“Zestimates” are just an estimate, with a Z.
So ruled a federal judge, who dismissed an Illinois lawsuit by homeowners who sued Zillow Group over its controversial home valuation tool. In May, a group of homeowners alleged that the Zestimate computer algorithm undervalued their homes and made them harder to sell.
“The word ‘Zestimate’ — an obvious portmanteau of ‘Zillow’ and ‘estimate’ — itself indicates that Zestimates are merely an estimate of the market value of a property,” wrote Judge Amy St. Eve, who also pointed to disclaimers by Zillow that Zestimates are not official appraisals.

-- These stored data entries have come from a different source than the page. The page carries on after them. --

PR #168, opened 2017-02-03
Add feature list on the documentation

adelarsq:
Add nightly feature list on the documentation.

### DIFF
--- a/README.md
+++ b/README.md
@@ -61,9 +61,24 @@ guide.
 
 ### Nightly
 
-Rocket requires a nightly version of Rust as it makes heavy use of syntax
-extensions. This means that the first two unwieldly lines in the introductory
+Rocket requires a nightly version of Rust as it makes heavy use of syntax extensions.
+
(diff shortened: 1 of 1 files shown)


SergioBenitez:
I'm not sure that this belongs in the `README`. Can you tell me why you think it should be there?

adelarsq:
@SergioBenitez Most likely. Are there any other place where this information can be available? I just think that is a relevant information about why nightly is needed actually.

shssoichiro:
You can always find the list of feature flags in the [`lib.rs`](https://github.com/SergioBenitez/Rocket/blob/v0.2.0/lib/src/lib.rs#L1-L7) at the root of the crate.

SergioBenitez:
https://github.com/SergioBenitez/Rocket/issues/19 should be the canonical source for this. I've updated the initial comment with the full list of features.

adelarsq:
@SergioBenitez thanks

PR #176, opened 2017-02-06
[WIP] Connection pools in `contrib`

### LINKED ISSUE #167: Implement connection pools in `contrib`
Rocket's `contrib` should make it ease to retrieve a connection to a database from a connection pool. My initial thoughts on a design for this can be summarized as:

  * All configuration, including the pool size, which database to use, credentials, etc, should be done in the `Rocket.toml` file. It would be nice if configuration issues were reported at Rocket initialization, ~~but this likely requires a more involved change to Rocket~~.
  * Dependencies should be included on an as-needed basis. For instance, `contrib` shouldn't pull in `postgres` if the user only wants `sqlite`.
  * A single type should be exposed per configured database. The type should implement `FromRequest`, which results in a connection being taken from the connection pool.
  * Multiple databases, including several of the same type, should be allowed in a single project.
  * All major databases with Rust adapters should be supported, this includes:
    - postgres
    - redis
    - mysql
    - sqlite
    - cypher/neo4j
    - couchdb
    - diesel (postgres, sqlite)

The list of "major databases" is just that from the [r2d2](https://github.com/sfackler/r2d2) adapters page. The `r2d2` library should likely be used as the backing connection pool. ~~The [state](https://github.com/SergioBenitez/state) crate should likely be used to make the connection pool accessible globally to the `contrib` database module.~~

Edit: To clarify, it should be possible, and indeed a requirement of a good implementation, to use multiple databases in a single project, and even multiple different connections to a single type of database. For instance, I should be able to get handles to two different MySQL databases, a Redis store, and a PostgreSQL database without issue.

impowski:
So this is it, this is the start of implementation, and basically where we will discuss everything controversial about this feature. And this will fix #167.

Remember that this is only a basic structure of it, like an example, and I'll fix everything what isn't right.

TODO:
- [x] Initial design
- [x] Clarify names for our databases.
- [x] Clarify `#cfg()` features structure
- [x] Clarify configuration for connection
- [ ] Clarify logging for connection
- [ ] Fix tests
- [ ] Fix examples
- [ ] etc.

Right now my goal is to set myself and get into documentation of Rocket and read it as much as possible to get some small things like `Config` and everything else what I missed in past days especially a really deep journey into `State` and `Storage`.


contrib/src/lib.rs
```diff
@@ -66,3 +69,6 @@ mod uuid;
 
 #[cfg(feature = "uuid")]
 pub use uuid::{UUID, UuidParseError};
+
+#[cfg(feature = "database")]
```
shssoichiro: Probably the wrong feature flag here, should be `diesel_pg`

contrib/Cargo.toml
```diff
@@ -15,6 +15,12 @@ default = ["json"]
 json = ["serde", "serde_json"]
 tera_templates = ["tera", "templates"]
 handlebars_templates = ["handlebars", "templates"]
+database = []
+diesel_pg = ["diesel/postgres", "r2d2", "r2d2-diesel"]
```
shssoichiro: I think it would be nice to have each of the implementation features automatically use the `database` feature. The less rocket's users have to add to their Cargo.toml, the better.

contrib/src/lib.rs
impowski: I was in a rush, and didn't change it. Working on that already.

contrib/Cargo.toml
impowski: Didn't thought of that. Thanks!

impowski:
Just will leave a little note for myself here, maybe someone will be interested too.

So far I've been thinking about proper configuration design and multiple databases configuration from config. Here is couple of my thoughts:

- I'll define database by `database_{name}` and then configure it further something like `[dev.{name}]` or `[dev.database_{name}]`.
- Inside of `Database` or `DatabaseBuilder` (it's more related to config stuff), I'll set different variables for credentials and other things, and for different kinds I'll just check if they presented for some database type or not. For example:
```
struct Database {
    url: Option<Url>,
    creds: Option<(String, String)>
// etc.
}
```
Then inside of config:
```
database = "diesel"
cred = { user: "user", pass: "user" } // Will give a error on Rocket.toml that url is not presented
```
- I'll expose to user `State` types which will be an alias for `State<SomeConnection>`, and he will create his connection manually building with builder or automatically from config (if he will not present anything he will receive an error whether it's from config or manually), and then he will use that alias inside of his request guards.
- I'll give some sort of database testing interface and other things like try to connect and give an error if unable to connect. With testing I wanted to implemented because I'll use it myself inside of my project and it's such a pain to test database, and I'll think about migrations for diesel how could I play around with them.
- I'll think about some sort of logging for databases where if client wants he could see his queries and other things, like how much it took and etc.
- I'll think that having an ability to pass things through environment variables for databases would make sense too.

impowski:
@SergioBenitez I hope to get in touch with you, to clarify some things out, or if you prefer it here just tell me about it.

SergioBenitez:
@impowski I'm going to close this out simply because it's not in a PR-like state yet. I would absolutely love any help here, of course, so if you'd like, please continue working on this! I'm available on IRC. :)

In a statement, Zillow said it was pleased with the judge’s ruling. But the plaintiff’s attorney Barbara Anderson argued that “Zillow has unilaterally imposed its opinions on the value of homes without the consent of homeowners,” she told Reuters. “It impairs people’s ability to sell their homes because the estimates do not comply with recognized appraisal standards, and some are way too low.”
In May, two weeks after Anderson’s clients filed suit, Zillow offered a $1 million prize to anyone who could improve its Zestimate algorithm, which the company claims has a median error rate of 5 percent, down from 14 percent in 2006.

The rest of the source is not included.